New Delhi (ABC Live): In India, a recurring trend emerges after elections, where various opposition parties allege that Electronic Voting Machines (EVMs) have been manipulated by the incumbent government. Consequently, they demand a return to voting through paper ballots instead of relying on EVMs. The integration of Electronic Voting Machines into the democratic process in India marks a significant shift from the use of paper ballots.

Historically, India utilized paper ballots until the 1990s when the Election Commission of India, under the leadership of T.N. Seshan, introduced Electronic Voting Machines in the country's electoral system. The adoption of EVMs sparked debates and legal challenges, with the judiciary becoming a central arena for addressing concerns related to electronic voting.
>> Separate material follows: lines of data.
PR #23, opened 2022-01-13
Rust: Prepare for Rountrip Testing

droogmic:
Prepare the boilerplate for lanes2osm.

We roundtrip lanes->osm->lanes, and not the other way around, because we expect osm to lanes to be a many to one mapping.

### DIFF
--- a/rust/osm2lanes/src/lib.rs
+++ b/rust/osm2lanes/src/lib.rs
@@ -8,7 +8,7 @@ use std::collections::BTreeMap;
 
 use serde::{Deserialize, Serialize};
 
-pub use self::transform::get_lane_specs_ltr;
+pub use self::transform::{get_lane_specs_ltr, lanes_to_tags};
 
 mod transform;
 
@@ -218,6 +218,14 @@ mod tests {
         skip: Option<bool>,
     }
 
+    fn stringify_lane_types(lanes: &[LaneSpec]) -> String {
+        lanes.iter().map(|s| s.lane_type.as_ascii()).collect()
+    }
+
+    fn stringify_directions(lanes: &[LaneSpec]) -> String {
+        lanes.iter().map(|s| s.direction.as_utf8()).collect()
+    }
+
     #[test]
     fn test_from_data() {
         // TODO This is brittle, depends on running the test from the right directory. Use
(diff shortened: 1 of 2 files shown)


rust/osm2lanes/src/lib.rs
```diff
@@ -261,11 +269,49 @@ mod tests {
         assert!(ok);
     }
 
-    fn stringify_lane_types(lanes: &[LaneSpec]) -> String {
-        lanes.iter().map(|s| s.lane_type.as_ascii()).collect()
-    }
+    #[test]
+    fn test_roundtrip() {
+        // TODO This is brittle, depends on running the test from the right directory. Use
```
dabreegster, line 274: You can remove this and the copy -- I can't find any mention of how it works, but the test runner seems to get this right and set the working directory consistently, no matter where you run `cargo test`. https://stackoverflow.com/questions/30003921/how-can-i-locate-resources-for-testing-with-cargo asked this a while ago, I'm guessing something changed since then

rust/osm2lanes/src/transform.rs
```diff
@@ -485,3 +485,38 @@ fn osm_separation_type(x: &str) -> Option<BufferType> {
         _ => None,
     }
 }
+
+pub fn lanes_to_tags(lanes: &[LaneSpec], _cfg: &Config) -> Result<Tags, LaneSpecError> {
+    let mut tags = std::collections::BTreeMap::new();
+    tags.insert("highway".to_owned(), "yes".to_owned()); // TODO, what?
```
dabreegster, line 491: Now there's a good question. :)   We don't use all the tags originally, so I think emitting a subset of them is reasonable. Except we _do_ use this one, only sometimes. I wonder if we're forced to stash it?

rust/osm2lanes/src/transform.rs
```diff
@@ -485,3 +485,38 @@ fn osm_separation_type(x: &str) -> Option<BufferType> {
...
+    }
+    if lanes
+        .iter()
+        .filter(|lane| lane.lane_type == LaneType::Driving)
+        .all(|lane| lane.direction == Direction::Forward)
+    {
+        tags.insert("oneway".to_owned(), "yes".to_owned());
+    }
+    if lanes.first().unwrap().lane_type == LaneType::Sidewalk
+        && lanes.first().unwrap().lane_type == LaneType::Sidewalk
```
dabreegster, line 507: `last`!

dabreegster (changes requested):

rust/osm2lanes/src/transform.rs
droogmic: *but the tests passed*

TDD taken to the extreme has its limits :P

PR #24, opened 2022-01-13
Rust: Refactor Bicycle - First Pass

droogmic:
Attempt to cleanup bicycle lane processing.
Ended up making thinigs worse...

While doing this I determined I want better tag combination semantics. Passing around Option<Enum> values is not fun.
I also needed to disable some tests pending bidirectional cyclepath support.

Please advise on how incremental you want me to do this...

All skipped tests are due to bidirectional or LHD cyclepaths.

### DIFF
--- a/rust/osm2lanes/src/lib.rs
+++ b/rust/osm2lanes/src/lib.rs
@@ -164,7 +164,9 @@ impl LanePrintable for Direction {
 
 /// A map from string keys to string values. This makes copies of strings for
 /// convenience; don't use in performance sensitive contexts.
-// TODO: Rationale for BTreeMap iso HashMap
+// BTreeMap chosen for deterministic serialization.
+// We often need to compare output directly, so cannot tolerate reordering
+// TODO: fix this in the serialization by having the keys sorted.
 #[derive(Clone, Deserialize, Default)]
 pub struct Tags(BTreeMap<String, String>);
 
--- a/rust/osm2lanes/src/lib.rs
+++ b/rust/osm2lanes/src/lib.rs
@@ -261,10 +261,11 @@ mod tests {
     }
 
     impl DrivingSide {
+        /// Three-letter abbreviation
         const fn to_tla(&self) -> &'static str {
             match self {
-                Self::Right => "RHD",
-                Self::Left => "LHD",
+                Self::Right => "RHT",
+                Self::Left => "LHT",
             }
         }
     }
--- a/rust/osm2lanes/src/lib.rs
+++ b/rust/osm2lanes/src/lib.rs
@@ -8,9 +8,8 @@ use std::collections::BTreeMap;
 
 use serde::{Deserialize, Serialize};
 
-pub use self::transform::{get_lane_specs_ltr, lanes_to_tags};
-
 mod transform;
+pub use self::transform::{get_lane_specs_ltr, get_lane_specs_ltr_with_warnings, lanes_to_tags};
 
 /// A single lane
 #[derive(Clone, Debug, PartialEq, Serialize, Deserialize)]
@@ -100,6 +99,15 @@ pub enum DrivingSide {
     Left,
 }
 
+impl DrivingSide {
+    pub fn opposite(&self) -> Self {
+        match self {
+            Self::Right => Self::Left,
+            Self::Left => Self::Right,
+        }
+    }
+}
+
 /// Display lane detail as printable characters
 pub trait LanePrintable {
     fn as_ascii(&self) -> char;
@@ -156,7 +164,8 @@ impl LanePrintable for Direction {
 
 /// A map from string keys to string values. This makes copies of strings for
 /// convenience; don't use in performance sensitive contexts.
-#[derive(Clone, Deserialize)]
+// TODO: Rationale for BTreeMap iso HashMap
+#[derive(Clone, Deserialize, Default)]
 pub struct Tags(BTreeMap<String, String>);
 
 impl Tags {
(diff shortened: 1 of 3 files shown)


droogmic:
I made a mistake, all RHD should be RHT, and all LHD should be LHT

- [ ] all RHD should be RHT, and all LHD should be LHT

rust/osm2lanes/src/lib.rs
```diff
@@ -148,7 +156,8 @@ impl LanePrintable for Direction {
 
 /// A map from string keys to string values. This makes copies of strings for
 /// convenience; don't use in performance sensitive contexts.
-#[derive(Clone, Deserialize)]
+// TODO: Rationale for BTreeMap iso HashMap
```
dabreegster, line 159: Ah, it's just for deterministic serialization. In lots of projects I'm making sure some pipeline doesn't behaviorally change by comparing output directly, so I try and trim f64's and keep the order of output the same. It may be convenient to have that determinism here too. But maybe also there's better ways of doing it, like having a custom serde serializer that does the sorting last minute

rust/osm2lanes/src/lib.rs
```diff
@@ -216,6 +225,36 @@ mod tests {
...
+                println!("        Comment: {}", comment);
+            }
+            for (k, v) in self.tags.map() {
+                println!("    {} = {}", k, v);
+            }
+        }
+    }
+
+    impl DrivingSide {
+        const fn to_tla(&self) -> &'static str {
```
dabreegster, line 252: I'm a bit lost on the acronyms.. LHD is left handed driving? TLA is?

rust/osm2lanes/src/transform.rs
```diff
@@ -70,8 +110,7 @@ fn non_motorized(tags: &Tags, cfg: &Config) -> Option<LaneSpecResult> {
     // types, assume bikes are allowed, except for footways, where they must be explicitly
     // allowed.
     if tags.is("bicycle", "no")
-        || (tags.highway_is("footway")
-            && !tags.is_any("bicycle", &["designated", "yes", "dismount"]))
+        || (tags.highway_is("footway") && !tags.is_any("bicycle", &["designated", "yes"]))
```
dabreegster, line 113: What happened to dismount?

rust/osm2lanes/src/transform.rs
```diff
@@ -196,65 +233,157 @@ fn bicycle(
...
+                tags: tags.subset(&[CYCLEWAY]),
+            });
+            backward_side.push(LaneSpec::backward(LaneType::Biking));
         }
-        if tags.is("cycleway:left", "opposite_lane") || tags.is("cycleway", "opposite_lane") {
-            if cfg.driving_side == DrivingSide::Right {
-                backward_side.push(LaneSpec::backward(LaneType::Biking));
-            } else {
-                forward_side.push(LaneSpec::forward(LaneType::Biking));
+        // cycleway:FORWARD=*
```
dabreegster, line 315: I am still a bit lost (it feels like there are so many combinations to consider), but I think this is becoming more thorough + organized than the original, so thumbs up from me

rust/osm2lanes/src/lib.rs
droogmic: any rationale is fine for now, so that it can be changed confidently later when the rationale changes :)

rust/osm2lanes/src/lib.rs
droogmic: TLA = three-letter acronym
it's funnier to leave it abbreviated, but I will expand it out :P

rust/osm2lanes/src/transform.rs
droogmic: I wasn't convinced it was correct...

```
highway=footway
bicycle=dismount
```

That's a sidewalk, or am I missing something?

rust/osm2lanes/src/lib.rs
dabreegster: Oh wow there's some irony here...

rust/osm2lanes/src/transform.rs
droogmic: Agreed, it's still not great. I think I want to iterate on the spec before merging something like this. Hopefully then it gets better.

rust/osm2lanes/src/transform.rs
dabreegster: Ahh nope, you're right. Originally I was hacking around stuff in A/B Street by treating this as a cycle lane, to make sure stuff was connected. That hack makes no sense here.

https://taginfo.openstreetmap.org/tags/bicycle=dismount#combinations
For reference, there are some ways that use both these tags -- so they kind of indicate bike use is explicitly allowed, but only with dismounting. Not sure how to fit that in this spec yet.

droogmic: I think it's a bit more useful for routers, to give the way a low speed but high desirability for cyclists?

dabreegster: Yeah, makes sense. I've experienced a few of these around Vauxhall in London particularly, where the intended design is probably to stop and act like a pedestrian briefly.

I wonder how to reflect this in the spec. Maybe instead of access per vehicle type being binary, some kind of "allowed, but with a penalty"?

droogmic: depends what the libraries clients are interested in.
I wonder if most just don't care, and would be more happy pretending it is a pedestrian way.
In the draft of the spec I have, I use "designated" to give a hint on how to draw the lane.

I would later want to extend the spec with more yes/no/designated/dismount information per lane.
I guess that is what you need for abstreet? essentially lane by lane routing?
so then have access tags returned for a lane mimic the access tags for a one lane highway?

rust/osm2lanes/src/lib.rs
enzet: Sorry for the off topic, but this is funniest smart joke I ever seen on the GitHub. Hope you don't mind if I screen it.

rust/osm2lanes/src/transform.rs
dabreegster: > I wonder if most just don't care, and would be more happy pretending it is a pedestrian way.

On second thought, this makes more sense to me. No need to complicate things before a particular client needs it.

rust/osm2lanes/src/transform.rs
```diff
@@ -4,13 +4,112 @@ use serde::{Deserialize, Serialize};
...
+            DrivingSide::Left => Self::from("left"),
+        }
     }
-    fn highway_is_any(&self, values: &[&str]) -> bool {
-        self.is_any(Self::HIGHWAY, values)
+}
+
+impl DrivingSide {
+    fn tag(&self) -> TagKey {
+        (*self).into()
```
dabreegster, line 112: Style nit: Why not making all the tiny enums be `Copy` and take `self` here?

dabreegster (approved):
Nice! Seeing the context of `TagKey`, I agree it helps.

I'll merge this now, feel free to make enums `Copy` if you like that style in a later PR. I also gave you write permission on the repo; feel free to push small commits without any review.

And I automated the web deployment: https://a-b-street.github.io/osm2lanes/
It's pretty easy once you find a small example to copy from and stop messing up relative directories. Unfortunately there's no real way to test github action config locally, without just pushing a bunch of attempts in another branch...

PR #25, opened 2022-01-14
Rust: Proposal on tag key concatenation

droogmic:
Still trying to make a more idiomatic representation for colon separated keys.

Will probably then repeat this for pipe and semi-colon separated values if we are happy with it.

### DIFF
--- a/rust/osm2lanes/src/transform.rs
+++ b/rust/osm2lanes/src/transform.rs
@@ -4,13 +4,60 @@ use serde::{Deserialize, Serialize};
 
 use crate::{BufferType, Config, Direction, DrivingSide, LaneSpec, LaneType, Tags};
 
+enum TagKey {
+    Const(&'static str),
+    Str(String),
+}
+
+impl TagKey {
+    const fn from(string: &'static str) -> Self {
+        TagKey::Const(string)
+    }
+    fn as_str(&self) -> &str {
+        match self {
+            Self::Const(v) => v,
+            Self::Str(v) => v.as_str(),
+        }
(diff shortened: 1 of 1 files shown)


rust/osm2lanes/src/transform.rs
```diff
@@ -145,14 +192,14 @@ fn bus(
     forward_side: &mut [LaneSpec],
     backward_side: &mut [LaneSpec],
 ) {
-    let fwd_bus_spec = if let Some(s) = tags.get("bus:lanes:forward") {
+    let fwd_bus_spec = if let Some(s) = tags.key_get(TagKey::from("bus") + "lanes" + "forward") {
```
dabreegster, line 195: I'm not sure I understand the problem being addressed? I was kind of expecting some abstraction that handles separators in the values (like `turn:lanes=none|none|through;slight_right`). I guess some keys do get complex, like `cycleway:left:width`. But then I'd expect there to be something breaking apart this string into pieces.

dabreegster: Ah, from the PR description, maybe I follow a bit better.. are you just trying to conveniently handle a short vector of strings and deal with `&'static str` vs `String`?

droogmic: yeah, the idea came from the other PR where I needed the `:left:` and `:right:` parts to be programmatic.
I am not convinced though, so I'll leave it on ice until I can better justify needing the complexity :/

droogmic:
merged into PR#24

PR #26, opened 2022-01-15
Add Support For Lane Direction Both

droogmic:
Also: add information to test data including mapillary and comments for improvement


dabreegster:
That's lots of work grabbing Mapillary references, but super useful -- thanks!

droogmic:
> That's lots of work grabbing Mapillary references, but super useful -- thanks!

yeah, but I think in the long run it will help having images for all real-life examples.

PR #27, opened 2022-01-15
Rust: Finish Lane to OSM Tags

droogmic:
Next up: upgrade the web version with this.

### DIFF
--- a/rust/osm2lanes/src/transform.rs
+++ b/rust/osm2lanes/src/transform.rs
@@ -646,7 +646,9 @@ pub fn lanes_to_tags(lanes: &[LaneSpec], _cfg: &Config) -> Result<Tags, LaneSpec
         let lane_count = lanes
             .iter()
             .filter(|lane| {
-                lane.lane_type == LaneType::Driving || lane.lane_type == LaneType::SharedLeftTurn || lane.lane_type == LaneType::Bus
+                lane.lane_type == LaneType::Driving
+                    || lane.lane_type == LaneType::SharedLeftTurn
+                    || lane.lane_type == LaneType::Bus
             })
             .count();
         tags.insert("lanes", lane_count.to_string());
@@ -662,15 +664,14 @@ pub fn lanes_to_tags(lanes: &[LaneSpec], _cfg: &Config) -> Result<Tags, LaneSpec
     }
     // Pedestrian
     {
-        match (lanes.first().unwrap().lane_type == LaneType::Sidewalk, lanes.last().unwrap().lane_type == LaneType::Sidewalk)
-        {
+        match (
+            lanes.first().unwrap().lane_type == LaneType::Sidewalk,
+            lanes.last().unwrap().lane_type == LaneType::Sidewalk,
+        ) {
             (false, false) => {}
-            (true, false) => assert!(tags.insert("sidewalk", "left")
-                .is_none()),
-            (false, true) => assert!(tags.insert("sidewalk", "right")
-                .is_none()),
-            (true, true) => assert!(tags.insert("sidewalk", "both")
-                .is_none()),
+            (true, false) => assert!(tags.insert("sidewalk", "left").is_none()),
+            (false, true) => assert!(tags.insert("sidewalk", "right").is_none()),
+            (true, true) => assert!(tags.insert("sidewalk", "both").is_none()),
         }
     }
     // Parking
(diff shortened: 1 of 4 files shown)


rust/osm2lanes/src/transform.rs
```diff
@@ -502,34 +512,129 @@ fn osm_separation_type(x: &str) -> Option<BufferType> {
...
     let mut tags = std::collections::BTreeMap::new();
+    let mut oneway = false;
     tags.insert("highway".to_owned(), "yes".to_owned()); // TODO, what?
+                                                         // Lanes
     {
         let lane_count = lanes
             .iter()
-            .filter(|lane| lane.lane_type == LaneType::Driving)
+            .filter(|lane| {
+                lane.lane_type == LaneType::Driving || lane.lane_type == LaneType::SharedLeftTurn
```
dabreegster, line 522: https://wiki.openstreetmap.org/wiki/Key:lanes#Description
Why not `LaneType::Bus`?

rust/osm2lanes/src/transform.rs
```diff
@@ -502,34 +512,129 @@ fn osm_separation_type(x: &str) -> Option<BufferType> {
...
     }
-    if lanes.first().unwrap().lane_type == LaneType::Sidewalk
-        && lanes.last().unwrap().lane_type == LaneType::Sidewalk
+    // Pedestrian
     {
-        tags.insert("sidewalk".to_owned(), "both".to_string());
+        match (lanes.first().unwrap().lane_type == LaneType::Sidewalk, lanes.last().unwrap().lane_type == LaneType::Sidewalk)
+        {
+            (false, false) => {}
+            (true, false) => assert!(tags.insert("sidewalk".to_owned(), "left".to_owned())
```
dabreegster, line 541: Might I suggest adding another helper to `Tags` along the lines of:
```
pub fn insert<K: Into<String>, V: Into<String>>(&mut self, k: K, v: V) {
        self.0.insert(k.into(), v.into());
}
```

And maybe it can also assert the key isn't present yet

rust/osm2lanes/src/transform.rs
```diff
@@ -502,34 +512,129 @@ fn osm_separation_type(x: &str) -> Option<BufferType> {
...
+                .is_none()),
+            (true, true) => assert!(tags.insert("sidewalk".to_owned(), "both".to_owned())
+                .is_none()),
+        }
+    }
+    // Parking
+    match (
+        lanes
+            .iter()
+            .take_while(|lane| lane.lane_type != LaneType::Driving)
```
dabreegster, line 553: This is a pretty easy-to-understand way of finding the parking lanes on both sides, I like it. In A/B Street, I tried to give every lane an orientation, including parking lanes, and there were lots of weird bugs -- like sometimes the parking lane not matching the orientation of the driving lane adjacent to it. (I think the bug was with [parking, one-way driving, parking])

But this side-steps all of that; the only thing that would get confusing is [d, p, p, d], but I've _almost_ never seen center parking like this, and OSM can't tag it anyway, so...

rust/osm2lanes/src/transform.rs
droogmic: TDD, I just didn't think about it

droogmic: - [ ] LaneType::Bus

rust/osm2lanes/src/transform.rs
droogmic: I need to refactor tags into trait implementations, will make this part of it :)

dabreegster:
I fixed up the merge conflicts here: https://github.com/a-b-street/osm2lanes/tree/rust_lanes_to_tags_v2
But didn't want to force push here and clobber everything. Does this merge look correct to you?

droogmic:
> I fixed up the merge conflicts here: https://github.com/a-b-street/osm2lanes/tree/rust_lanes_to_tags_v2 But didn't want to force push here and clobber everything. Does this merge look correct to you?

https://github.com/a-b-street/osm2lanes/commit/09b9be63cd9263180ec0260be3db07923ace5c40
That looks good :), clobber away

dabreegster:
Ah, the diff in `tests.json` is weird; fields reordered and typos reintroduced.. Also, some tests fail now. :(

I can take a look later night, or handover to you if you don't mind

dabreegster:
(But the web deployment looks better with this; the normalized tags are _way_ improved for the starter example)

PR #84, opened 2022-02-16
Add Support for More Bus Lanes

droogmic:
Expand `busway:*=opposite_lane` and rework `bus:lanes=*`

### DIFF
--- a/rust/osm2lanes/src/transform/lanes_to_tags.rs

Electronic Voting Machines and their compatibility with Indian laws, including the Representation of People Act 1951, became the subject of several court cases. In the 1980s, even before the widespread use of EVMs, the AC Jose vs. Sivan Pillai case sought a stay order on their use in Kerala elections. The Supreme Court, in its ruling on March 5, 1984, asserted that existing laws specified paper ballots and prohibited the use of alternative technologies, including electronic voting.

The initial use of EVMs on an experimental basis occurred in selected constituencies of Rajasthan, Madhya Pradesh, and Delhi. The Supreme Court emphasized that adopting an alternate technology would necessitate an amendment to Indian parliamentary laws. Consequently, the Representation of People Act was amended in December 1988, introducing Section 61A, which empowered the Election Commission to deploy voting machines instead of paper ballots. This amendment became effective from March 15, 1989.

Despite the legal framework supporting EVMs, their reliability and concerns about potential fraud have continued to be contested in various lawsuits before state high courts and the Supreme Court of India. The judiciary has either dismissed many cases as frivolous or ruled in favour of the Election Commission and the legitimacy of EVMs. Notably, in the 2002 ruling on the J. Jayalalithaa and Ors vs. Election Commission of India case, the Supreme Court declared the use of EVMs in elections as constitutionally valid.